Collected data
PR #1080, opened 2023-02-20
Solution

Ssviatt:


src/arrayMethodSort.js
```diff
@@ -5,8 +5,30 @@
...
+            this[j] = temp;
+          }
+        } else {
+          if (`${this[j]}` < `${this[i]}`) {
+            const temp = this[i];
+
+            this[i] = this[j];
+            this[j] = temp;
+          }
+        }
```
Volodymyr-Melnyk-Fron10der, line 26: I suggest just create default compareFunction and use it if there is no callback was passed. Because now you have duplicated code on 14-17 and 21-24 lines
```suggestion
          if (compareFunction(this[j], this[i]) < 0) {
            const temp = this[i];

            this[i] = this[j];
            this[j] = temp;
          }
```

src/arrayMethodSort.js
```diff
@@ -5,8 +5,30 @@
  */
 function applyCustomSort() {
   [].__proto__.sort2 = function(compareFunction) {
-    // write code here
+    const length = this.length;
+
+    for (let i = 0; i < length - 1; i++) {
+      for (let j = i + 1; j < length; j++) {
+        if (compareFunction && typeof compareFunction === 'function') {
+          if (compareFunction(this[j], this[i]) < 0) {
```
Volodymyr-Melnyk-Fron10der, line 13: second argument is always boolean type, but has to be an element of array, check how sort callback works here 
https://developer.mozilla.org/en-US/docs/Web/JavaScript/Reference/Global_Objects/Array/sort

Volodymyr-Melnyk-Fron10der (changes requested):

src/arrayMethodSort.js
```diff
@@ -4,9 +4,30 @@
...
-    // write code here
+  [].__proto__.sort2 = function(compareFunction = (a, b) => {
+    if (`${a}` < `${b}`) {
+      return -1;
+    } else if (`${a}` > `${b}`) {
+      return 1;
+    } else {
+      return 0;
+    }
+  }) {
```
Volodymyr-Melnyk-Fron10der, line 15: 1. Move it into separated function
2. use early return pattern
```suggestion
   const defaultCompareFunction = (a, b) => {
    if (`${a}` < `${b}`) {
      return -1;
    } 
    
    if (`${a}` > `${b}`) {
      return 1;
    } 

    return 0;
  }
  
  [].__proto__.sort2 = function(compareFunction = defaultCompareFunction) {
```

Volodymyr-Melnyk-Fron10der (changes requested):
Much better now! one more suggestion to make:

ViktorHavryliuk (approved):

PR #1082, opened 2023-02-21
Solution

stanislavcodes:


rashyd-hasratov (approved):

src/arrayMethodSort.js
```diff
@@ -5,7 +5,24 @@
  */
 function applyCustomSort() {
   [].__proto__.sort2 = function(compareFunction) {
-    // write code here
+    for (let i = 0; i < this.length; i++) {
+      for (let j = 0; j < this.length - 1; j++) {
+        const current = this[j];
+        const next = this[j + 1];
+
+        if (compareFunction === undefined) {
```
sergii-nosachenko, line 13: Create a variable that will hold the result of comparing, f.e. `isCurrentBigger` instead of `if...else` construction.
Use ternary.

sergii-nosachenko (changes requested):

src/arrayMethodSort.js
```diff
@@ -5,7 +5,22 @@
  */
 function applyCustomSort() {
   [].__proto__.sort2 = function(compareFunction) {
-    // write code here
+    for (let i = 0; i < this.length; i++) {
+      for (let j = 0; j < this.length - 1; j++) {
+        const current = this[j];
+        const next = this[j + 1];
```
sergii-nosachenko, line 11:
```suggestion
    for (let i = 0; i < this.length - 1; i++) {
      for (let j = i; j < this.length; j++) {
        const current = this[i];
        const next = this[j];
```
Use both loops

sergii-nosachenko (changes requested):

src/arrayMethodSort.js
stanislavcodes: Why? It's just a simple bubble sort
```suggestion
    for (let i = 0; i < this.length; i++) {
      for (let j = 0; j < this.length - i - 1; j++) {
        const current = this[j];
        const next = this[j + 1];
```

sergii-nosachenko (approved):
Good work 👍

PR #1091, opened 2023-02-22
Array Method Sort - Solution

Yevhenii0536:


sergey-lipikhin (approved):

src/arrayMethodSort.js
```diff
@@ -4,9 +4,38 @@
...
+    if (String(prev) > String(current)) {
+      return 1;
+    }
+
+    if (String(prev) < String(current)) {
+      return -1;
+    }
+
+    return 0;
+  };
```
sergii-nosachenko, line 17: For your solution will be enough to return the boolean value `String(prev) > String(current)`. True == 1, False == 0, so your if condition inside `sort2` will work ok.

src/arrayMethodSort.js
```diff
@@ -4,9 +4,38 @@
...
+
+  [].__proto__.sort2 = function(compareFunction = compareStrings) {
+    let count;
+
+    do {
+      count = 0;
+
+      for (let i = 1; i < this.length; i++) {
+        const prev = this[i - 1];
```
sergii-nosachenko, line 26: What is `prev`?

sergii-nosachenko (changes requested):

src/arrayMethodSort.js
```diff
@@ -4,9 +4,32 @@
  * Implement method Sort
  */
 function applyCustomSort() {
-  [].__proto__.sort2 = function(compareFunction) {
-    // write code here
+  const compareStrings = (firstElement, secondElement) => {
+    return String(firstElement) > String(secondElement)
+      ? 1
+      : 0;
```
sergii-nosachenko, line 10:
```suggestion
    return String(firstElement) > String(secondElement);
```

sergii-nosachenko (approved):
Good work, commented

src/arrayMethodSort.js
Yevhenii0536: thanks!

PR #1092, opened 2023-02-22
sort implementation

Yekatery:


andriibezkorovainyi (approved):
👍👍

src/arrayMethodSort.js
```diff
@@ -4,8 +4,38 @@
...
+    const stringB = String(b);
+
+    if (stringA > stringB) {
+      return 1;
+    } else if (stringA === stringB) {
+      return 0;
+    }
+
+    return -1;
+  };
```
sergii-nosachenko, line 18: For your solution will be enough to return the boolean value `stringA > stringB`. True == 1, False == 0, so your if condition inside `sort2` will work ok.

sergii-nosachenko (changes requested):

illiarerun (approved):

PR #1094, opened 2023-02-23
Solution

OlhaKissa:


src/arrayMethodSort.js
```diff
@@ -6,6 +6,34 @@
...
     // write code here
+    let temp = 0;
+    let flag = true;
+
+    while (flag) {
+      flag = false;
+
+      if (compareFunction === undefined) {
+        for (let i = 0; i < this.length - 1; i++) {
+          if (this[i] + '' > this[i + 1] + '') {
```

* WORK REQUEST:
Search the records above for the word "undefined" and give the number of lines where it occurs, nothing else.

* RESULT BELOW:
2